• Try it:
An exact copy of the lines from the one containing "Bump go version to 1.21" through the end of the material is all that is wanted; transcribe only those.

• Records for the task:
PR #544, opened 2024-03-12
Bump go version to 1.21

jesusvazquez:


go.mod
```diff
@@ -1,6 +1,6 @@
 module github.com/grafana/carbon-relay-ng
 
-go 1.20
+go 1.21.8
```
ywwg, line 3: should we just say go 1.21 and that will pick up whatever the latest go 1.21 is?

ywwg (approved):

• Exercise result:
Bump go version to 1.21

jesusvazquez:


go.mod
```diff
@@ -1,6 +1,6 @@
 module github.com/grafana/carbon-relay-ng
 
-go 1.20
+go 1.21.8
```
ywwg, line 3: should we just say go 1.21 and that will pick up whatever the latest go 1.21 is?

ywwg (approved):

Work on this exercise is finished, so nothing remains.